Palindrome Number Check

Given an integer x, return True if x is a palindrome number, and False otherwise. Do NOT convert the integer to a string. Input: 121 → True. Input: -121 → False (reads as 121- backwards). Input: 10 → False (reads as 01).

Combine the digit extraction technique from Day 1 (Reverse Number) with the palindrome concept from Week 1. Reverse the entire number mathematically, then compare with the original. If they match, it is a palindrome. Negative numbers are never palindromes because the minus sign doesn't mirror.

1. If x < 0, return False immediately (negative numbers can't be palindromes). 2. Store the original value of x. 3. Build the reversed number using the digit extraction loop: digit = x % 10, reverse = reverse * 10 + digit, x = x // 10. 4. Compare the reversed number with the original.
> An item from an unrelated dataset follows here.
Issue #646, opened 2026-06-01
Investigate Qwen3-ASR concurrency scaling on SeedTTS ASR CI


zhaochenyang20:
## Background

#643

If equal, return True.

- Using str(x) to convert and compare — this violates the constraint - Forgetting that negative numbers are not palindromes - Not preserving the original value before modifying x in the loop - Edge case: 0 is a palindrome (it reads the same both ways)

This problem elegantly combines two concepts: the digit extraction pattern and the palindrome check. It shows how mathematical operations can replace string manipulation, often with better space efficiency. This is a classic LeetCode easy problem (Problem #9).